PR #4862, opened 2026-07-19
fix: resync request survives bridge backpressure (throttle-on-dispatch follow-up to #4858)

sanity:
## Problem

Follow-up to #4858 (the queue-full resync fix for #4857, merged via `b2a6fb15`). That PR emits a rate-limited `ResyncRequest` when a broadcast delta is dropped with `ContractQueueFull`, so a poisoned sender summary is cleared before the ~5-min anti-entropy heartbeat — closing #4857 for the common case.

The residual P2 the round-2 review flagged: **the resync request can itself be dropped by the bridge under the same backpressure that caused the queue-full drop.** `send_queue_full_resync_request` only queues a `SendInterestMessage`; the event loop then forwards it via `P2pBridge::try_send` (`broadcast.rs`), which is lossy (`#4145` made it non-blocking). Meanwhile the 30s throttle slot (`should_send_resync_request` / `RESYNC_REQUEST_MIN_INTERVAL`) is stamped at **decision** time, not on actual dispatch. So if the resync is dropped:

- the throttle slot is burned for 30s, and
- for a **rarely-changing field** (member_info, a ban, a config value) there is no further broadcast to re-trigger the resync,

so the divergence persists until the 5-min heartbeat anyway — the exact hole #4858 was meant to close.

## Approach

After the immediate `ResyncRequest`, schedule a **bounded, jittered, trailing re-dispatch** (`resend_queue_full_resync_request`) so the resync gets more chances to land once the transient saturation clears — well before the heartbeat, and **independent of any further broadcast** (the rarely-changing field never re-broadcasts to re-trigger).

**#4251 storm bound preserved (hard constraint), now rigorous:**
====
Your answer must be the lines from the first line of the entries above through the line that contains "Follow-up to #4858 (the", written out exactly.

PR #4862, opened 2026-07-19
fix: resync request survives bridge backpressure (throttle-on-dispatch follow-up to #4858)

sanity:
## Problem

Follow-up to #4858 (the queue-full resync fix for #4857, merged via `b2a6fb15`). That PR emits a rate-limited `ResyncRequest` when a broadcast delta is dropped with `ContractQueueFull`, so a poisoned sender summary is cleared before the ~5-min anti-entropy heartbeat — closing #4857 for the common case.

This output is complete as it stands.